(Saved entries)

►

PR #508, opened 2020-10-26
support for custom text on js-delete

fegu:
Adds support for data-confirmtext="Your custom are you sure text here" on any link having class js-delete.

The standard text bugs me for two reasons:
1) too generic (warning should confirm exactly what is about to be deleted)
2) language is english. While users will tolerate english error messages, messages in ordinary usage should be localized.

If the approach taken here is accepted (add a comment), I will also update the docs with this feature in a separate commit (same PR)

### DIFF
--- a/lib/IHP/static/helpers.js
+++ b/lib/IHP/static/helpers.js
@@ -50,7 +50,7 @@ function initDelete() {
 
             if (!event.target.classList.contains('js-delete-no-confirm')) {
                 var confirmText = event.target.dataset.confirm || 'Are you sure you want to delete this?';
-                if (!confirm(txt ? txt : 'Are you sure you want to delete this?')) {
+                if (!confirm(confirmText)) {
                     return;
                 }
             }
--- a/lib/IHP/static/helpers.js
+++ b/lib/IHP/static/helpers.js
@@ -49,7 +49,8 @@ function initDelete() {
             event.preventDefault();
 
             if (!event.target.classList.contains('js-delete-no-confirm')) {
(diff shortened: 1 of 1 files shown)


lib/IHP/static/helpers.js
```diff
@@ -49,7 +49,8 @@ function initDelete() {
             event.preventDefault();
 
             if (!event.target.classList.contains('js-delete-no-confirm')) {
-                if (!confirm('Are you sure you want to delete this?')) {
+                let txt = event.target.dataset.confirmtext;
```
mpscholten, line 52: Can we use `var` here instead. I'd also shorten the name to just `data-confirm` instead of `data-confirmtext`.

```suggestion
                var confirmText = event.target.dataset.confirm || 'Are you sure you want to delete this?';
```

lib/IHP/static/helpers.js
```diff
@@ -49,7 +49,8 @@ function initDelete() {
             event.preventDefault();
 
             if (!event.target.classList.contains('js-delete-no-confirm')) {
-                if (!confirm('Are you sure you want to delete this?')) {
+                var confirmText = event.target.dataset.confirm || 'Are you sure you want to delete this?';
+                if (!confirm(txt ? txt : 'Are you sure you want to delete this?')) {
```
mpscholten, line 53:
```suggestion
                if (!confirm(confirmText)) {
```

mpscholten (commented):
We also need to change this one then :)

◄

TASK GOAL: The answer must consist of every line above that contains the word "here".

ANSWER SECTION:
Adds support for data-confirmtext="Your custom are you sure text here" on any link having class js-delete.
If the approach taken here is accepted (add a comment), I will also update the docs with this feature in a separate commit (same PR)
mpscholten, line 52: Can we use `var` here instead. I'd also shorten the name to just `data-confirm` instead of `data-confirmtext`.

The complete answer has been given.